INPUT_FILE="function_dataset_v2.csv"
BATCH_REQUESTS_FILE="batch_requests_full.jsonl"
# 步骤1: 准备批量请求
echo "📋 准备批量请求..."
python3 generate_problems_batch.py prepare \
--input $INPUT_FILE \
--output $BATCH_REQUESTS_FILE \
--min-score $MIN_SCORE \
--model $MODEL
REQUEST_COUNT=$(wc -l < $BATCH_REQUESTS_FILE)
echo ""
echo "✅ 已准备 $REQUEST_COUNT 个请求"
# 步骤2: 提交
echo ""
echo "🚀 提交批处理任务..."
python3 generate_problems_batch.py submit \
--input $BATCH_REQUESTS_FILE \
--model $MODEL \
--description "Scientific computing problems - $REQUEST_COUNT samples" \
| tee batch_submit_output.txt
# 提取 Batch ID
BATCH_ID=$(grep -oP 'batch_[a-zA-Z0-9_]+' batch_submit_output.txt | head -1)

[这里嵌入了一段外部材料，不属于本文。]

PR #383, opened 2025-09-12
cleanup of `closed_shell_CC_spintrace`

ABesharat:
- naive vs efficient dispatch is made orthogonal to the choice of biorthogonalization
- user-controllable choice of biorthogonalization via argument to the top-level function
- combined all stcc variants (many unused) into one, with command-line args controlling the method

### DIFF
--- a/SeQuant/domain/mbpt/spin.cpp
+++ b/SeQuant/domain/mbpt/spin.cpp
@@ -1005,7 +1005,7 @@ ExprPtr closed_shell_spintrace(
   // antisymmetrizer (A) and fully expanding the anti-symmetric tensors to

if [ -n "$BATCH_ID" ]; then
echo "$BATCH_ID" > batch_id.txt
echo ""
echo "✅ 批处理已提交!"
echo "📝 Batch ID: $BATCH_ID (已保存到 batch_id.txt)"
echo ""
echo "监控命令:"
echo " python3 generate_problems_batch.py status $BATCH_ID"
echo ""
echo "或运行监控脚本:"
echo " ./monitor_batch.sh"
fi